The need for retreatment after URS for renal calculi increases with stone size. Karakoyunlu and colleagues [16] performed a single-center RCT comparing PCNL (n = 30) to staged URS (n = 30) for >2 cm renal pelvic stones (mean stone size 27 mm for URS and 26 mm for PCNL). Repeat URS was performed until patients were left with no RF or with RFs ≤ 4 mm. PCNL was performed only once. URS patients underwent a mean of 1.83 sessions per patient (one session in 9 patients, two sessions in 17 patients, and three sessions in 4 patients) and also required a mean of 2 weeks of treatment time to become stone-free. SFR was statistically comparable between the two treatment modalities despite lower SFR for URS (67% for URS and 87% for PCNL, p = 0.067), and therefore the authors concluded that if patients are willing to accept longer overall treatment and operative times and a greater number of procedures , then staged URS is an effective and safe modality.
Bilateral Stones
Bilateral stones occur frequently, and many patients desire same-session bilateral treatment to prevent future stone events. Neither Guideline specifically endorses nonurgent, simultaneous, bilateral treatment of renal calculi, although there are substantial published data addressing bilateral URS. Review of the CROES global URS registry identified 2153 patients treated for multiple renal and/or ureteral calculi, of whom 1880 (87.3%) and 273 (12.7%) underwent unilateral and same-session bilateral URS, respectively [33]. Although there was no significant difference in complication rates between unilateral and bilateral URS groups, univariate analysis demonstrated lower SFRs (OR 0.7, 95% CI 0.49–1.00, p = 0.048), higher re-treatment rates (OR 1.52, 95% CI 1.13–2.05, p = 0.006), and longer operative times (OR 1.41, 95% CI 1.11–1.80, p = 0.005) for same-session bilateral URS compared to unilateral URS.
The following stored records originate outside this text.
PR #170, opened 2024-09-04
Add metadata file to link to CLI deploy

arpitjasa-db:


template/{{.input_root_dir}}/.stacks_metadata.yml.tmpl
```diff
@@ -0,0 +1,11 @@
+# DO NOT MODIFY THIS AUTO-GENERATED FILE. 
+# MODIFYING THIS FILE MAY CAUSE YOUR STACK TO NOT FUNCTION PROPERLY
```
shreyas-goenka, line 2: Should we really claim this here?

arpitjasa-db: It is true, in the future we will use this UUID for other things too, so want to make sure no one modifies it

template/{{.input_root_dir}}/.stacks_metadata.yml.tmpl
```diff
@@ -0,0 +1,11 @@
...
+uuid: "{{ uuid }}"
```
shreyas-goenka, line 3: Idea: We could emit all these details as usage logs during template creation. Then we'll only have to persist:
```
uuid: <>
source_template: mlops-stacks
```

Ingimarsson and associates [34] identified 113 patients who underwent 117 bilateral same-session URS for renal and/or ureteral calculi. SFR assessed by KUB/US at 6 weeks was 91%. Ureteral injuries occurred in 2.1% of renal units (5/234), of which 3 were superficial (grade I) and 1 each were grade II and grade III, all of which were managed with stent placement for 2 weeks. Short-term complications were largely Clavien-Dindo I–II (n = 15) and the remainder were Clavien-Dindo III (n = 4). At 6 weeks follow-up, no patients demonstrated evidence of stricture, new-onset hydronephrosis , or significant change in creatinine from baseline. Of note, 11% of patients required immediate, unplanned admission after surgery, and another 12% were seen in the emergency department within 30 days of the procedure with pain, fever, or other symptoms. An additional 19% of patients called with stent pain or renal colic post-stent removal. The authors admit these numbers may indicate a higher rate of discomfort after bilateral same-session URS than after unilateral URS. Indeed, in a retrospective study of 1798 patients undergoing URS, Tan and co-workers [35] found on multivariate analysis that bilateral URS was one of the factors associated with a higher likelihood of unplanned admission (OR 2.88, 95% CI 1.19–6.99, p = 0.019).